_About this task_. In the data below, find every line that has the string "shown", and copy it.

_Excerpted records_.
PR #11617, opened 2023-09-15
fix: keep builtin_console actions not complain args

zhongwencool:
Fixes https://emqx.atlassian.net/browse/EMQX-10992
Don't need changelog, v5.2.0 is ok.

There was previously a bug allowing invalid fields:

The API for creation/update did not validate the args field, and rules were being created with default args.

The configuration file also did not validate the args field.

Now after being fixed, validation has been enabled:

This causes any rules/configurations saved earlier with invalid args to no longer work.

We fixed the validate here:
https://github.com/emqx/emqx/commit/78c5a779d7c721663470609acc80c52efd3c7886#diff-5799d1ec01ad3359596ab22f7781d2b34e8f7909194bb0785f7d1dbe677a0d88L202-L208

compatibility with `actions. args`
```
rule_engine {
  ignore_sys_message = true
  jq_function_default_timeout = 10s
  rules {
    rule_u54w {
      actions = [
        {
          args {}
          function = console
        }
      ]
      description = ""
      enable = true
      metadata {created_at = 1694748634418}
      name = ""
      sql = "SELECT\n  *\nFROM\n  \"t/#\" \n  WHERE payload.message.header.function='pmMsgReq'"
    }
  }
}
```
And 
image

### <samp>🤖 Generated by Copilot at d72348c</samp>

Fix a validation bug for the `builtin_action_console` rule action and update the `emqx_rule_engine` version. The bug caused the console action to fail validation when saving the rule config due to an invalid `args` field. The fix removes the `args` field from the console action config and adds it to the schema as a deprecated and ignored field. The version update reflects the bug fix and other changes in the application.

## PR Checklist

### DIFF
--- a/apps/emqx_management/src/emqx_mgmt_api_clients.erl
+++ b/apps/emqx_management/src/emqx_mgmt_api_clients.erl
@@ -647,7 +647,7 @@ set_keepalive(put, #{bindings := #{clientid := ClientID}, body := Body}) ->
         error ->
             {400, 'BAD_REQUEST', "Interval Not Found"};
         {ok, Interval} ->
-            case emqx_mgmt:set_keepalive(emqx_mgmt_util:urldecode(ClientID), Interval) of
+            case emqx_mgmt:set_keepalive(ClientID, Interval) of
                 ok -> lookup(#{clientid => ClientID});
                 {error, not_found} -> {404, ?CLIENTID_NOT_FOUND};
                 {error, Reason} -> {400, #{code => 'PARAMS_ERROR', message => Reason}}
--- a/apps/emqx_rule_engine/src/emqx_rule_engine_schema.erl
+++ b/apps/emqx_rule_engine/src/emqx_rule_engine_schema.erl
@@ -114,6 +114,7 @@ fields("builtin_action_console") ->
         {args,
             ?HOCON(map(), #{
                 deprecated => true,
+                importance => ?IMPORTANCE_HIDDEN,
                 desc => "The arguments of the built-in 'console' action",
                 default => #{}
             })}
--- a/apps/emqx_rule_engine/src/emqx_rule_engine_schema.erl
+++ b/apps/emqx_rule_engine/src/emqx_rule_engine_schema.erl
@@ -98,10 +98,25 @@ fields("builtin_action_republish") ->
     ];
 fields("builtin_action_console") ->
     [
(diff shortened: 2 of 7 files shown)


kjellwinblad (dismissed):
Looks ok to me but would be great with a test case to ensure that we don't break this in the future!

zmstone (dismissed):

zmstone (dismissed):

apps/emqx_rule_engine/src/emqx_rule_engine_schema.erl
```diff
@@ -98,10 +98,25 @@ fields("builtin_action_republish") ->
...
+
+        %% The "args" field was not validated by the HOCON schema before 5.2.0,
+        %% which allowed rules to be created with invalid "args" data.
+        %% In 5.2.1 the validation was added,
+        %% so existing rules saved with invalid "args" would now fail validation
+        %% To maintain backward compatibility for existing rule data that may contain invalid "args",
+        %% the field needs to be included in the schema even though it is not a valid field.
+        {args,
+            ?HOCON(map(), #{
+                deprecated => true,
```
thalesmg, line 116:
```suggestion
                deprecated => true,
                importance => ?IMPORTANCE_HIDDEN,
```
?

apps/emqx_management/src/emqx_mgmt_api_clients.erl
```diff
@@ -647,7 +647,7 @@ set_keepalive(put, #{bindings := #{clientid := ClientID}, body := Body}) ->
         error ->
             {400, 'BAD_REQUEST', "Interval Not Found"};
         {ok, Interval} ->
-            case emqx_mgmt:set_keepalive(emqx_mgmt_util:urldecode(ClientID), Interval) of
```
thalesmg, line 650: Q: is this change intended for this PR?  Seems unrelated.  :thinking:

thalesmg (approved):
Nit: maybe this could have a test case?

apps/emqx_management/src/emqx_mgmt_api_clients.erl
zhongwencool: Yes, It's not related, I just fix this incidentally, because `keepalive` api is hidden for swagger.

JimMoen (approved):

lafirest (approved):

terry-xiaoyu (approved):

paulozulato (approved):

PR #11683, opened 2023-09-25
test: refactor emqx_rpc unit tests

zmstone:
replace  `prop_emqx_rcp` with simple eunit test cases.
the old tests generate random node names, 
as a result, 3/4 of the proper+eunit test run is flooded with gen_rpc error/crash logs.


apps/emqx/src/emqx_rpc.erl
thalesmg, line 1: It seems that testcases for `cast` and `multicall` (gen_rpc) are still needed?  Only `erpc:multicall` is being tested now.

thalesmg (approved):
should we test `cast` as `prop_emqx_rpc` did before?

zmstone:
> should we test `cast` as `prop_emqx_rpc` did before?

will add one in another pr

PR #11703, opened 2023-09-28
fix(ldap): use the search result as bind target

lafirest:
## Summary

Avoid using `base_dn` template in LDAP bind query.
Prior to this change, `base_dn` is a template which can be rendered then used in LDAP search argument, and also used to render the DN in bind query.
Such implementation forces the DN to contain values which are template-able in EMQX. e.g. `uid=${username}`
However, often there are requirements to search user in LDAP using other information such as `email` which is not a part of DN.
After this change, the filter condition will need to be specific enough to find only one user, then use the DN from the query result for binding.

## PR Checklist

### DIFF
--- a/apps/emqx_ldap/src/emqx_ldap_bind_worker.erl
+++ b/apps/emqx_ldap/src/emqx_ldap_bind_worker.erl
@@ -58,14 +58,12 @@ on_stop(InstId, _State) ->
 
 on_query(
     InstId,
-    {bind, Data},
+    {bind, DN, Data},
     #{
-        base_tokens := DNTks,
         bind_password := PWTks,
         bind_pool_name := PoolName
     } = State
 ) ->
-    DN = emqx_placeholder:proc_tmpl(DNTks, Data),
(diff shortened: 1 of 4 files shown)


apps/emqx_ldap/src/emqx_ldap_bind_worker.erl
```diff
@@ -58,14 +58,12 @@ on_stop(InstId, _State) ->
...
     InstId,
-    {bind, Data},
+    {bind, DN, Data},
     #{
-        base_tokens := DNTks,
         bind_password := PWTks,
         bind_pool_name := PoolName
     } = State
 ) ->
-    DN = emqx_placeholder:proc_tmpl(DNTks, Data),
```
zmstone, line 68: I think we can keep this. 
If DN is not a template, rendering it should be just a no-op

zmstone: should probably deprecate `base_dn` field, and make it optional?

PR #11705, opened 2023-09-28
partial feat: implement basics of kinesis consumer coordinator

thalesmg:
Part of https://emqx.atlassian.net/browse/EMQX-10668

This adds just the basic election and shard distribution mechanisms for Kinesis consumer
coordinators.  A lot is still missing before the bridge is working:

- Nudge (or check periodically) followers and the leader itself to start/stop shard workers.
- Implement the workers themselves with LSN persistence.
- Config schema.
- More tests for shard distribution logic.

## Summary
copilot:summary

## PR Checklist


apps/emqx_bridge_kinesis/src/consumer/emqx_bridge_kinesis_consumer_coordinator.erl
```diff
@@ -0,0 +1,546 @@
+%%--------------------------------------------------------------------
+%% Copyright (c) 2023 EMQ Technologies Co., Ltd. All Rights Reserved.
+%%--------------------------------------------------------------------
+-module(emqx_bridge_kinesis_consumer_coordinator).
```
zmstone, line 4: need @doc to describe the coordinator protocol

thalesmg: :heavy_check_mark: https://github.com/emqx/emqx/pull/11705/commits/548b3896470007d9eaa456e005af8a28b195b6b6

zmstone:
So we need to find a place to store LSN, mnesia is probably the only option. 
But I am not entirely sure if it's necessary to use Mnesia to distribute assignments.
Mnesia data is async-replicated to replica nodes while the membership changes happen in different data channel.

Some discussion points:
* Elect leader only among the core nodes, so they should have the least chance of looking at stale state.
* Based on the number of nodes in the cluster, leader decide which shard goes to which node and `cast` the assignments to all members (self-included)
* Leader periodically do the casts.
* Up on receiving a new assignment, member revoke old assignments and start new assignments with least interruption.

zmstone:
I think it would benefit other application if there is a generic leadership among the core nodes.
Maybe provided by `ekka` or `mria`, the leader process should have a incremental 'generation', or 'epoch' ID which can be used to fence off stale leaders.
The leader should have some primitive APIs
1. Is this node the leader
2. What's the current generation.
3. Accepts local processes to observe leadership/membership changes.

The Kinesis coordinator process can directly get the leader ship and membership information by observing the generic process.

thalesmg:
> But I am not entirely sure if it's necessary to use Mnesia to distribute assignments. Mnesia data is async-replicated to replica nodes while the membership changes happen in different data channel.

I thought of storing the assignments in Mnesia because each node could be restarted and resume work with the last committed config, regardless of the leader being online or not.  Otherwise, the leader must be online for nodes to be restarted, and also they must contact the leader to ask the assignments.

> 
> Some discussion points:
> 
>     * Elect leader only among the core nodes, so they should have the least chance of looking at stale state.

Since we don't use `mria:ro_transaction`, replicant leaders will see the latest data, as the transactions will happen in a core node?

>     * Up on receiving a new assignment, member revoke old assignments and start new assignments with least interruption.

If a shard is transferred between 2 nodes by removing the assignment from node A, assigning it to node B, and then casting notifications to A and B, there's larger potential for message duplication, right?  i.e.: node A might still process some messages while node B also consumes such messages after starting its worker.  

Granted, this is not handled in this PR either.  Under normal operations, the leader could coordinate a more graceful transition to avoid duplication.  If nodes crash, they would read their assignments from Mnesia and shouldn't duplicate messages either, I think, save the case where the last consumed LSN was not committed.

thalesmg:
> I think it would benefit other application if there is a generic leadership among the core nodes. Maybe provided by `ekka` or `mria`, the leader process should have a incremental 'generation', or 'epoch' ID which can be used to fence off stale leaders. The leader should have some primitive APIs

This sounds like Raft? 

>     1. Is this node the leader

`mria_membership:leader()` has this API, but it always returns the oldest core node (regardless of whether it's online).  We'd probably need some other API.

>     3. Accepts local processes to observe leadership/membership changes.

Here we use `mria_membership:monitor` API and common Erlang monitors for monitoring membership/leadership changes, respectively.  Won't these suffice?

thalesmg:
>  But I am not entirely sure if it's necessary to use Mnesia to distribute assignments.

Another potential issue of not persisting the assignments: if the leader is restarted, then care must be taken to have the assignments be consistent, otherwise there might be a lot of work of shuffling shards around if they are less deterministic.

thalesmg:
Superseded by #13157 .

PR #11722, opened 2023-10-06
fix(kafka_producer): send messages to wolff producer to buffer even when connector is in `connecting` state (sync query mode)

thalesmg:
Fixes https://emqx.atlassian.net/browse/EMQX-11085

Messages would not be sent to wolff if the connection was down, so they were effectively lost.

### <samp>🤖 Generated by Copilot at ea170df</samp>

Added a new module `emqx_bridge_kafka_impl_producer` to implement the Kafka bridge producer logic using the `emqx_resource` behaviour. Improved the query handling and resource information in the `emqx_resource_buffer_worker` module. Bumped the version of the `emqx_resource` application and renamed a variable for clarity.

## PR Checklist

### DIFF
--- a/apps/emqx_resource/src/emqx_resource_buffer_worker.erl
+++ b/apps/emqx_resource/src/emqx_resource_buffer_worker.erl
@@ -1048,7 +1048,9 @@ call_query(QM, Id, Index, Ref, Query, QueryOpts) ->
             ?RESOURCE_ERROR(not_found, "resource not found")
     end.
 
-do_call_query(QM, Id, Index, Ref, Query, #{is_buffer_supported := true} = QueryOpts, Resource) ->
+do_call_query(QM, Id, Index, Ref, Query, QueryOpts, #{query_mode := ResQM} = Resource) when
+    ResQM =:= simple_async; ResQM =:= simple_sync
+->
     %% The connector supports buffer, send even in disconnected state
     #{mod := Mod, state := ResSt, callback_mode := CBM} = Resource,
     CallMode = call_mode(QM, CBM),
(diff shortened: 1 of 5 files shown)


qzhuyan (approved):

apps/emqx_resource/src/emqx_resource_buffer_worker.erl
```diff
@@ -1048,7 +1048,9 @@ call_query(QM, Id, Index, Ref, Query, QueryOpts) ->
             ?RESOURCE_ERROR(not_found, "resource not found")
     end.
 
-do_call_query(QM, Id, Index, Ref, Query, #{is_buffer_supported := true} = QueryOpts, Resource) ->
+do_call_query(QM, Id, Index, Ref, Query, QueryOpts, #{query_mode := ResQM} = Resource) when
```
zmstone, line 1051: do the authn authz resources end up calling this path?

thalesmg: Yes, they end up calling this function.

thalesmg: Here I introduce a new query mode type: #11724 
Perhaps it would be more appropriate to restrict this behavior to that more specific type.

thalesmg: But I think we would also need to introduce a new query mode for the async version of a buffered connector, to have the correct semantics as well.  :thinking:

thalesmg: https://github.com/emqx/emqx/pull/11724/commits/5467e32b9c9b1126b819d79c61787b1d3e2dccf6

_Answer_.
(diff shortened: 2 of 7 files shown)
(diff shortened: 1 of 4 files shown)
(diff shortened: 1 of 5 files shown)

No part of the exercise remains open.